Cheated
By G. W. Thomas
The Rainbow Man stood at the foot of the dying man's bed. The
apothecary left, his leeches engorged on thin, anemic blood. The air
smelled of bitter medicines, sweaty sheets and the sickly-sweet odor of
illness.
"I've been cheated," said the dying man. His name was Krulek, dean of
the College of Wizards.
"Who has cheated you, Krulek?" asked the visiting wizard.
"Who has not?"
"I don't see it," admitted the Rainbow Man.
"When I was a boy, the King exempted all second sons from service in
the Narah-bezan War--until I turned sixteen. That year I went off to the
trenches. I nearly died in the desert."
"But you didn't. You returned to a veteran's welcome."
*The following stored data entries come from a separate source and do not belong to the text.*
Issue #136, opened 2017-03-30
Use table with states for Import list page


jonallured:
The import list page is currently a ul, but a table would be more appropriate. That way you could see which imports have finished all in one place. This could be hooked up to a websocket so that it updates in real-time, but even without that it would be useful.

Issue #134, opened 2017-03-30
Switch to navbar for top-level navigation


jonallured:
See this page in the docs:

https://v4-alpha.getbootstrap.com/components/navbar/

This change fixes a couple things:

- the Bearden text is the same size as the main h1 on the page
- the selected state of the nav is the same style as a button, but is not clickable

PR #145, opened 2017-04-03
Misc UI tweaks

gnilekaw:
Add a table to display imports on the imports page more clearly.

Closes https://github.com/artsy/bearden/issues/136
Closes https://github.com/artsy/bearden/issues/134

## Imports: Before

screen shot 2017-04-03 at 11 21 43 am

## Imports: After

screen shot 2017-04-03 at 11 14 47 am

## Sources: Before

screen shot 2017-04-03 at 11 21 51 am

## Sources: After

screen shot 2017-04-03 at 11 20 30 am

### DIFF
--- a/app/views/sources/index.html.haml
+++ b/app/views/sources/index.html.haml
@@ -2,18 +2,16 @@
 
 %h1 Sources
 
-%ul
-  - for source in sources
-    %li= source.name
-
 %table.table
   %thead
     %tr
+      %th &nbsp;
       - for type in ordered_sources.keys
         %th= type.to_s.humanize
   %tbody
-    - (0...Source.count).to_a.each do |position|
+    - (0...Source.count).to_a.each_with_index do |position, index|
       %tr
+        %td #{index + 1}
         - for type in ordered_sources.keys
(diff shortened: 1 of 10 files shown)


app/views/sources/index.html.haml
```diff
@@ -2,18 +2,16 @@
...
-
 %table.table
   %thead
     %tr
+      %th &nbsp;
       - for type in ordered_sources.keys
         %th= type.to_s.humanize
   %tbody
-    - (0...Source.count).to_a.each do |position|
+    - (0...Source.count).to_a.each_with_index do |position, index|
```
anandaroop: Found the iteration logic in this `tbody` a little hard to grok. Couple of observations:

- I think the `.to_a` is unnecessary since a `Range` such as `0...Source.count` is already an `Enumerable` and will respond to `each`

- With a Range like `0...some_num` that starts at zero, `each_with_index{ |value, index| … }` seems superflous, since the value and the index will always be identical. Would a simple `each` suffice here?

gnilekaw:
Thanks for the review @anandaroop

Issue #146, opened 2017-04-03
Add fields for city and country


gnilekaw:
I'm reasonably certain that this will be the first thing people want to search by. 

We could add this to the geocoder job easily.

madeleineb:
Good call. Seems like the Burden city/country data is also pretty clean, and it would be good to be able to import that smoothly.

gnilekaw:
@madeleineb Lmk if you want me to get this in for the mvp

madeleineb:
@gnilekaw We're definitely gonna do it anyway, so if it's fast to add the geocoder job, while not part of that 100% bare-minimum-critical information, it will help the MVP goal of sending useful info on. Let's do it.

PR #150, opened 2017-04-04
Add country and city fields to db and populate with Geocoder

gnilekaw:
Closes https://github.com/artsy/bearden/issues/146


gnilekaw:
Merging

Issue #1113, opened 2020-08-23
Clarification - Does this project support multiple users?


tkambler:
I've read some sources that say this project does support multiple users. Other sources seem to indicate that it does not. Could you please clarify?

mqus:
To get this out of the way: This project does of course support multiple users. How would you expect things like ["Organizations"](https://github.com/dani-garcia/bitwarden_rs#features`) to work otherwise? I haven't heard about large userbases (>1000) yet but everything below that should work flawlessly, even on less powerful hardware.

More importantly (I just noticed you closed this issue :wink: ): why did you think bitwarden_rs does not support multiple users? Maybe we could improve our documentation.

tkambler:
One of the first things you see in the documentation is a message that seems to indicate that `bitwarden_rs` only supports a single user account.

![single](https://user-images.githubusercontent.com/4448053/91192543-a9302900-e6bb-11ea-8b0c-4c1394af3937.jpg)

mqus:
Thank you, I can see how this might lead to misunderstandings.

bokkoman:
Ok, so there is multi user support. But do you still need to have an official licence to be able to support more than 2? Because the free bitwarden only supports 2 users, after that it is $3/$5 a user. Does vaultwarden rely on this? 
Or can we have "unlimited" users with vaultwarden without any licence or payment?

BlackDex:
Vaultwarden does not support the licenses model of Bitwarden.
You do not need any license for all the features we have.
Vaultwarden does not have all the features that Bitwarden has, most of them are linked to organizational features like group support or SSO for example.

All single-user features are there, including all the features which you need to have a license for when using Bitwarden.

PR #1119, opened 2020-08-28
Clarify multiuser capabilities

mqus:
Maybe prevents #1113 and similar issues from popping up again in the future.

As always, please advise on the wording, I don't really know what was meant with "Single user functionality" in the first place.


dani-garcia:
I think it was meant to indicate all the functionality tied to a single user account, as opposed to an organization which made sense when the organization support was more barebones, but now I'd probably just remove the line.

PR #1124, opened 2020-08-31
Fixing MsgPack headers type and support mobile SignalR

aaxdev:
The type of the field "headers" in MsgPack structure seems to be a Map instead of an Array.
This cause crashes with the package SignalR C# client, but not with the Typescript one used by desktop/browser clients.

The package SignalR is also checking if the client is a browser, and will set a header value or a query parameter according the case ([see here](https://github.com/dotnet/aspnetcore/blob/7a65454466e0f17b7879794205e3887471f5839e/src/SignalR/clients/csharp/Http.Connections.Client/src/Internal/WebSocketsTransport.cs#L127)).

So, a dedicated function to resolve any of them seemed better.

Now notifications should works with any SignalR/MsgPack packages, i'm needing this to continue to implement notifications on mobile app.

Thanks @BlackDex for helping about research and for the code improvement, i'm new with the rust lang.


BlackDex (approved):

dani-garcia (approved):

dani-garcia:
Thanks!

PR #1125, opened 2020-09-01
Hide ciphers from non-selected collections for org owners/admins

### LINKED ISSUE #1123: Organization items shows up in My Vault even when no access
### Subject of the issue

If you disable the collection from a user EVEN owner, then the  items of the organization should not show up in "My Vault". The owner must go to the organization's vault to see the items
### Your environment

* Bitwarden_rs version: 1.16.3

* Install method:  Docker latest/postgresql
* Clients used: 
* Reverse proxy and version: 
* Version of mysql/postgresql: postgresql
* Other relevant information: 

### Steps to reproduce

N/A

### Expected behaviour

Organization Vault details should not show up in "My Vault" for owners, if the the checkbox for the collection has not been enabled to them.. If they still need to access the information, they can go to the organization vault.

### Actual behaviour

make 2 owners.. then for yourself..  set it to : This user can access only the selected collections.
and remove access to the collection. Once you do this the collection should not show up in your vault and you should have to go to the organizations vault

jjlin:
If org owners/admins set their org access to only include selected
collections, then ciphers from non-selected collections shouldn't
appear in "My Vault". This matches the upstream behavior.

Fixes #1123.

### DIFF
--- a/src/db/models/cipher.rs
+++ b/src/db/models/cipher.rs
@@ -382,39 +382,58 @@ impl Cipher {
         }}
     }
 
-    // Find all ciphers accessible to user
-    pub fn find_by_user(user_uuid: &str, conn: &DbConn) -> Vec<Self> {
+    // Find all ciphers accessible or visible to the specified user.
+    //
+    // "Accessible" means the user has read access to the cipher, either via
+    // direct ownership or via collection access.
+    //
+    // "Visible" usually means the same as accessible, except when an org
+    // owner/admin sets their account to have access to only selected
+    // collections in the org (presumably because they aren't interested in
+    // the other collections in the org). In this case, if `visible_only` is
+    // true, then the non-interesting ciphers will not be returned. As a
+    // result, those ciphers will not appear in "My Vault" for the org
+    // owner/admin, but they can still be accessed via the org vault view.
+    pub fn find_by_user(user_uuid: &str, visible_only: bool, conn: &DbConn) -> Vec<Self> {
         db_run! {conn: {
-            ciphers::table
-                .left_join(users_organizations::table.on(
-                    ciphers::organization_uuid.eq(users_organizations::org_uuid.nullable()).and(
-                        users_organizations::user_uuid.eq(user_uuid).and(
-                            users_organizations::status.eq(UserOrgStatus::Confirmed as i32)
-                        )
-                    )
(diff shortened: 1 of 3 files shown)


src/db/models/collection.rs
```diff
@@ -208,21 +208,20 @@ impl Collection {
...
-                            .inner_join(collections::table)
-                            .filter(users_collections::collection_uuid.eq(&self.uuid))
-                            .filter(users_collections::user_uuid.eq(&user_uuid))
-                            .filter(users_collections::read_only.eq(false))
-                            .select(collections::all_columns)
-                            .first::<CollectionDb>(conn)
-                            .ok()
-                            .is_some() // Read only or no access to collection
-                    }}
+                if user_org.has_full_access() {
```
jjlin, line 211: This is needed for an org admin/owner to be able to modify a collection when they haven't selected "access all" for themselves.

src/db/models/collection.rs
```diff
@@ -208,21 +208,20 @@ impl Collection {
         match UserOrganization::find_by_user_and_org(&user_uuid, &self.org_uuid, &conn) {
             None => false, // Not in Org
             Some(user_org) => {
-                if user_org.access_all {
-                    true
-                } else {
-                    db_run! { conn: {
-                        users_collections::table
-                            .inner_join(collections::table)
```
jjlin, line 216: Nothing in the `collections` table is actually used/returned, so this join isn't needed.

src/db/models/cipher.rs
```diff
@@ -382,39 +382,58 @@ impl Cipher {
         }}
     }
 
-    // Find all ciphers accessible to user
-    pub fn find_by_user(user_uuid: &str, conn: &DbConn) -> Vec<Self> {
+    // Find all ciphers accessible or visible to the specified user.
+    //
+    // "Accessible" means the user has read access to the cipher, either via
```
jjlin, line 387: I left the option for returning by accessibility open, but Looking at the upstream Bitwarden code, I didn't see any API that actually does that. For reference, the code for returning ciphers for a user is in https://github.com/bitwarden/server/blob/master/src/Sql/dbo/Functions/UserCipherDetails.sql.

hexicans (approved):
Good.

PR #1146, opened 2020-09-19
Enhanced user and orgs tables in admin view.

BlackDex:
As requested here: https://bitwardenrs.discourse.group/t/searchable-user-list-on-admin-panel/299

- Changed the table layout a bit.
- Added functions to the tables:
  + Search
  + Sort
  + Paginate


dani-garcia:
Sounds good to me but let's swap the js and css files to the non minified versions, the gains from minifying them are negligible when talking about the hardly used admin page, plus it will make it considerably easier to check their integrity.

BlackDex:
That is a good one, didn't thought about it that way.
Changed the files and code to match the non min versions.

I did however changed jquery to the non-compressed slim one, which work also just fine and does saves a lot.

PR #1151, opened 2020-09-21
alpine arm dockerfile

dr-bonez:
also adds catatonit for sigterm handling and strips the binary

### DIFF
--- a/docker/Dockerfile.j2
+++ b/docker/Dockerfile.j2
@@ -9,7 +9,7 @@
 {%     set package_arch_name = "" %}
 {%   elif "arm32v7" in target_file %}
 {%     set build_stage_base_image = "messense/rust-musl-cross:armv7-musleabihf" %}
-{%     set runtime_stage_base_image = "cmosh/alpine-arm" %}
+{%     set runtime_stage_base_image = "cmosh/alpine-arm:3.6" %}
 {%     set package_arch_name = "" %}
 {%   endif %}
 {% elif "amd64" in target_file %}
--- a/docker/Dockerfile.j2
+++ b/docker/Dockerfile.j2
@@ -3,9 +3,15 @@
 
 {% set build_stage_base_image = "rust:1.45" %}
 {% if "alpine" in target_file %}
-{%   set build_stage_base_image = "clux/muslrust:nightly-2020-07-09" %}
-{%   set runtime_stage_base_image = "alpine:3.12" %}
-{%   set package_arch_name = "" %}
+{%   if "amd64" in target_file %}
+{%     set build_stage_base_image = "clux/muslrust:nightly-2020-07-09" %}
+{%     set runtime_stage_base_image = "alpine:3.12" %}
+{%     set package_arch_name = "" %}
+{%   elif "arm32v7" in target_file %}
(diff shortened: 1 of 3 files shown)


docker/Dockerfile.j2
```diff
@@ -228,6 +248,9 @@ RUN apt-get update && apt-get install -y \
 {%   endif %}
     && rm -rf /var/lib/apt/lists/*
 {% endif %}
+{% if "alpine" in target_file and "arm32v7" in target_file %}
+RUN apk add --no-cache -X http://dl-cdn.alpinelinux.org/alpine/edge/testing catatonit
```
jjlin, line 252: I don't think this should be added, as it special-cases the Alpine arm32v7 build for no obvious reason. If you really want this, you can use `docker run --init ...`.

dr-bonez: I talked to @dani-garcia about this in matrix, he said to try it for only this build target until signal handling is managed in the binary itself.

docker/Dockerfile.j2
```diff
@@ -3,9 +3,15 @@
...
-{%   set build_stage_base_image = "clux/muslrust:nightly-2020-07-09" %}
-{%   set runtime_stage_base_image = "alpine:3.12" %}
-{%   set package_arch_name = "" %}
+{%   if "amd64" in target_file %}
+{%     set build_stage_base_image = "clux/muslrust:nightly-2020-07-09" %}
+{%     set runtime_stage_base_image = "alpine:3.12" %}
+{%     set package_arch_name = "" %}
+{%   elif "arm32v7" in target_file %}
+{%     set build_stage_base_image = "messense/rust-musl-cross:armv7-musleabihf" %}
+{%     set runtime_stage_base_image = "cmosh/alpine-arm" %}
```
dani-garcia, line 12:
```suggestion
{%     set runtime_stage_base_image = "cmosh/alpine-arm:3.6" %}
```

Let's add the version number like the others to try to make the images as reproducible as possible

dani-garcia (changes requested):
Sounds good to me, add the arm arch to this file so the images get built by docker too:
https://github.com/dani-garcia/bitwarden_rs/blob/master/hooks/arches.sh#L24

About the init thing, ultimately I want it handled by the binary and that's happening when async rocket gets released, but I don't know when that's happening. My initial idea was to just add it to this one as a test then potentially have something similar in the others, just a small init to handle the shutdown signal, but I can see how a short term solution like that might not be worth it when you can do the --init command like @jjlin says. Maybe it could be handled by the start script (https://github.com/dani-garcia/bitwarden_rs/blob/master/docker/start.sh)?

dr-bonez:
We could use `tini` instead of `catatonit` since evidently it is what docker recommends, but imo the callee shouldn't need to have knowledge as to whether the container has a proper init system in order to call it correctly, so I'm not a fan of the `--init` solution.

dani-garcia:
At the end of the day, I'm surprised we haven't gotten more complaints about the way we handle sigterm, and I believe we should add something similar to the rest of the images, I think testing it in this new image is a good way to see how well it could work on the rest, and we can change them once we see this one working out (or we can leave them as is until rocket 0.5 is released and handles this)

"Some welcome! The pension had been seven gold ducats a year. But when
I returned it was dropped to two silver. The year the Senator Redmont's
son retired it was raised to twelve gold! But all I ever got was two
silver."
"But you rose to be Dean of the College of Wizards."
"After thirty years! The first time I was up for the promotion, I was
passed up for the nephew of the old Dean. Ten years went by. The second
time I was refused because the committee felt women candidates had been
overlooked in years past. On the third try I was passed up because the
Senate wanted to placate the Narah-bezans. I only got the job because
the Dean died unexpectedly. I've held the post for only a year now. And
I am dying."
"But your year has been fruitful."
"My year bears rotten fruit. Look at my assistant for example, Petucci.
A knucklehead who ruins more experiments than he finishes. The funds
have been cut again and we have discovered only one new spell all year--a
cure for warts in pigs! Bah, what fruit, I ask?"
"You have had some bad luck, my friend."
"Cheated. Not bad luck. Cheated by the Fates. I curse them--" With these
words hissing from his pale lips the man sank into his sheets and
expired.
There was a knock at the door. The young, mawkish apprentice, Petucci,
ran in, huffing and puffing.
"What is it, man?" demanded the Rainbow Man.
"The experiment. It works. We've discovered immortality."